‘100‑Year’ Coastal Floods in U.S. Northeast Could Become Annual Within 75 Years, Study Warns

A new study finds that coastal flood events historically described as "100‑year" floods in the U.S. Northeast could occur every year within roughly the next 75 years as sea levels rise and hurricane behavior changes. Researchers used a large simulation framework that combines synthetic storm generation with sea‑level projections to estimate how flood frequencies will shift under different carbon‑emission pathways.

Key findings

• Historical 100‑year coastal floods in the Northeast may become annual occurrences by the end of the century under several scenarios.
• Events that were once considered 500‑year floods could recur as often as every 1–60 years under a moderate emissions scenario and every 1–20 years under a higher‑emissions pathway.
• Geographic differences matter: in more northern areas such as Connecticut and New York, sea‑level rise is the dominant driver of increased flood risk; farther south, in states like New Jersey and Virginia, both sea‑level rise and changing storm intensity and tracks substantially raise hazard levels.

The study team built a computer model that generated thousands of synthetic hurricanes and incorporated projected sea‑level rise. They also accounted for storm approach angle: storms that strike head‑on to the coast (for example, Hurricane Sandy in 2012) can produce far greater surge and damage than storms that track parallel to the shoreline.

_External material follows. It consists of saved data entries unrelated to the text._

PR #3572, opened 2016-07-17
[RFC] Refactor Flag type

ttuegel:
Before I get too deeply invested in this, I wanted to request feedback.

This begins to realize my vision for refactoring the `Flag` type in Cabal. I am trying to solve two problems:

1. The use of the partial function `fromFlag`.
2. The problem of "configuration creep". I mean "configuration" in the sense of "The Configuration Problem," not in the sense of "cabal configure". The primary symptom of this is that default values for flags are strewn throughout the codebase.

To get feedback, I have refactored `TestFlags` as a model for what I would like to do to the rest of the codebase. Except for deprecations and new exports, I have maintained API compatibility. I have not removed any exports or (AFAIK) changed the types of any exports.

The `TestFlags` type is replaced with `TestConfig a` where `a` has kind `* -> *`. The easiest way to understand what this type parameter does is to consider this synonym:
```.haskell
type TestFlags = TestConfig Flag
```
which is equivalent to the old definition of `TestFlags`. `TestConfig a`'s sole constructor is named `TestFlags` to keep compatibility, I have just generalized the type.

Besides `Flag`, I have introduced
```.haskell
newtype Final a = Final { fromFinal :: a }
```
and I provide
```.haskell
finalizeTestFlags :: TestFlags -> TestConfig Final
```
which calls `fromFlagOrDefault` on each field with the appropriate default values. The result of `finalizeTestFlags` is a `TestConfig` with *all* fields populated. For compatibility, there is a trivial
```.haskell
testConfigToFlags :: TestConfig Final -> TestFlags
```
which does the obvious thing. There is marginally more boilerplate this way, but I think having concentrated boilerplate is better than having `fromFlag` throughout the codebase. To organize the boilerplate better and reduce recompilation times, I am splitting up `Distribution.Simple.Setup`, starting with `Distribution.Simple.Command.Test`.

Before I continue this refactoring for the other commands, do I hear any comments or objections?

/cc interested parties: @ezyang @23Skidoo @dcoutts


Cabal/Distribution/Simple/Command/Test.hs
```diff
@@ -0,0 +1,188 @@
+{-# LANGUAGE DeriveGeneric #-}
```
ttuegel: The interesting changes are mainly in this module.

ezyang:
I like this plan. Given the constraint that we want both flaggy and non-flaggy data types, I think this is the only possible thing you can do. I do have some inline comments so I'll put them in.

Cabal/Distribution/Flag.hs
```diff
@@ -0,0 +1,99 @@
...
+-- Copyright   :  Isaac Jones 2003-2004
+--                Duncan Coutts 2007
+--                Thomas Tuegel 2016
+-- License     :  BSD3
+--
+-- Maintainer  :  cabal-devel@haskell.org
+-- Portability :  portable
+--
+-- A monoid for command-line options such that successive options override
+-- their precedents.
```
ezyang: Obviously, eventually we should have docs for everything here.

Cabal/Distribution/Simple/Command.hs
```diff
@@ -184,16 +191,87 @@ optArg' ad mkflag showflag =
 noArg :: (Eq b) => b -> MkOptDescr (a -> b) (b -> a -> a) a
 noArg flag sf lf d = choiceOpt [(flag, (sf,lf), d)] sf lf d
 
-boolOpt :: (b -> Maybe Bool) -> (Bool -> b) -> SFlags -> SFlags
```
ezyang: OMG, you don't have to do this, but I would really love docs for these functions.

Cabal/Distribution/Simple/Command/Test.hs
```diff
@@ -0,0 +1,188 @@
...
+import Distribution.Simple.Command
+import Distribution.Simple.InstallDirs
+import Distribution.Simple.Utils
+import Distribution.Text
+import Distribution.Verbosity
+
+import Data.Char ( isAlpha )
+
+
+data TestConfig a = TestFlags { testDistPref    :: a FilePath
```
ezyang: Conventionally type variables of kind `* -> *` use `f` not `a`.

Cabal/Distribution/Simple/Command/Test.hs
```diff
@@ -0,0 +1,188 @@
...
+                              , testVerbosity   :: a Verbosity
+                              , testHumanLog    :: a PathTemplate
+                              , testMachineLog  :: a PathTemplate
+                              , testShowDetails :: a TestShowDetails
+                              , testKeepTix     :: a Bool
+                              , testOptions     :: [PathTemplate]
```
ezyang: In the putative docs, there needs to be an explanation when you say `f MyType` and when you say `[MyType]`. I think the reason is that the default for a list argument is always `[]`, and then if you specify multiple times you want it to cons on, e.g. `--dependency foo --dependency bar`?

23Skidoo:
I like this change.

> ```.haskell 
newtype Final a = Final { fromFinal :: a }
```

Starting with base-4.8 you can also use `Data.Functor.Identity`, but I guess that using it doesn't really buy us anything. `Final` is easier to type OTOH.

**Comment by ttuegel** [comment]
> Starting with base-4.8 you can also use Data.Functor.Identity, but I guess that using it doesn't really buy us anything. Final is easier to type OTOH.

Also, I don't think we want to pick up the stray instances. For example, `Monoid a => Monoid (Identity a)` would be particularly confusing, I think.

**Comment by ttuegel** [comment]
There is one incompatible change here that I didn't think of before. Import lists like
```.haskell
import Distribution.Simple.Setup ( TestFlags(..) )
```
must now become
```.haskell
import Distribution.Simple.Setup ( TestFlags, TestConfig(..) )
```

On the one hand, this is a pretty breaking change. On the other hand, we have setup dependencies now, so in principle this is not so bad. Thoughts?

Cabal/Distribution/Simple/Command/Test.hs
23Skidoo: Though sometimes you want Flag-like mappend behaviour for list flags as well, see https://github.com/haskell/cabal/blob/master/cabal-install/Distribution/Client/Config.hs#L175.

23Skidoo:
That will break a lot of setup scripts. We'll probably have to change the default custom-setup upper bound to 1.26.

/cc @hvr

ttuegel:
If that's much trouble, I could also increase the boilerplate level a notch by introducing separate data types for `TestFlags` and `TestConfig`. That would actually eliminate the need for `Final`, so the amount of boilerplate probably stays about the same.

23Skidoo:
> That would actually eliminate the need for `Final`, so the amount of boilerplate probably stays about the same.

If that's indeed the case, the BC solution is of course preferable (if it's not too much trouble).

ttuegel:
I can maintain backwards compatibility with minimal boilerplate using `RecordWildCards`. I recognize that's not a popular extension. If we want to go without, record field names become verbose very quickly.

23Skidoo:
Using `RecordWildCards` in Cabal code is perfectly fine, there is already a bunch of modules with this extension enabled.

lspitzner:
I have been using something rather similar in a recent project, and used the following abstraction:

~~~~
class CZip k where
  cZip :: (forall a . f a -> g a -> h a) -> k f -> k g -> k h

instance CZip SomeConf where ...
~~~~

One has to write that (boilerplaty) instance, but automatically gets:

~~~~
fromMaybeSomeConf :: SomeConf Final -> SomeConf Maybe -> SomeConf Final
fromMaybeSomeConf = cZip (\def -> maybe def Final)

toMaybeSomeConf :: SomeConf Final -> SomeConf Maybe
toMaybeSomeConf c = cZip (\_ x -> Just $ copoint x) c c
~~~~

For that to work, SomeConf needs to have the form

~~~~
data SomeConf f = SomeConf { field1 :: f m1, field2 :: f m2, .. }
~~~~

where `m1`, `m2`, .. are Semigroups. E.g. most likely stuff like `Semigroup.Last Bool`, `Semigroup.Last Int` or `[FilePath]`.

* The current `Flag` combines the semantics of `Maybe` and `Semigroup.Last`. In this approach, these are separated.
* This means that the merging behaviour is encoded in the type of each field. It is implicit documentation (and annoying for usage). But you need to `copoint` the `Final`s anyway with the above approach.
* The default is a trivial `SomeConf Final` value, not mixed with any other logic.
* It should be trivial to automate the `CZip` instance via TH.

Not sure if this would be applicable for cabal, or if this would cause (more) breakage.

ezyang:
@lspitzner Very interesting. Unfortunately we need to keep the old version of `*Flags` around for BC. I wonder if we shouldn't convert into one of these functor-parametrized types, in preparation for one day making the BC-breaking change. I'll defer to @ttuegel on this one!

ttuegel:
> I wonder if we shouldn't convert into one of these functor-parametrized types, in preparation for one day making the BC-breaking change.

That's what I originally did, but we discovered that it breaks downstream import lists. 

However, I'm happy enough with the fully-compatible, separate `TestFlags` and `TestConfig` + `RecordWildCards` implementation. It has a little (but not much) more boilerplate than I originally wanted, but *all* the boilerplate is concentrated in `Distribution.Simple.Command.*` modules. We can even remove common boilerplate patterns like
```.haskell
let distPref = fooDistPref flags
    verbosity = fooVerbosity flags
```
So, I think it's a big win.

hvr:
I mostly agree with @23Skidoo here. But I'd also point out we can empirically find out how many packages would be affected (i.e. break) on Hackage to help decide whether it'd be more economical to retrofit setup-depends or tigthen cabal's implicit upper bound.

lspitzner:
Sure. I was in a "if we break things, break them correctly" mode, but if we can maintain BC that is better than avoiding small amounts of boilerplate.

ttuegel:
> I was in a "if we break things, break them correctly" mode

Agree 100%! :+1: 

Thanks for the feedback, everyone. I will close this for now and reopen when I have the complete, backwards-compatible refactoring.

"By the end of this century, the flood hazard is going to go up tremendously," said Amirhosein Begmohammadi, the study's lead author and a civil engineer who worked on the project during postdoctoral research at Princeton University.

Another expert not involved in the research, coastal geomorphologist Jeff Ollerhead, noted that the biggest uncertainty in projections is social: we do not yet know which emissions pathway societies will follow. That social uncertainty drives much of the variation among future scenarios.

Ollerhead highlighted a practical consequence: as sea levels rise, smaller storms will produce the same flood impacts that once required much stronger storms. For example, Hurricane Fiona produced storm surges near 6.5 feet (2 meters) in parts of Atlantic Canada in 2022; with roughly 3.3 feet (1 meter) of sea‑level rise, a storm only half as powerful could create similar surge impacts.

Implications and adaptation

The study underscores the need for coastal communities and planners to update risk assessments and design standards. Recommended responses include retreat to higher ground where feasible, revising building codes to reflect future rather than historical flood frequencies, and investing in resilient infrastructure and land‑use planning. The researchers emphasize that designs based on a historical "100‑year" standard will not be sufficient if those events become much more frequent.

The paper was published Nov. 7 in the journal Earth's Future.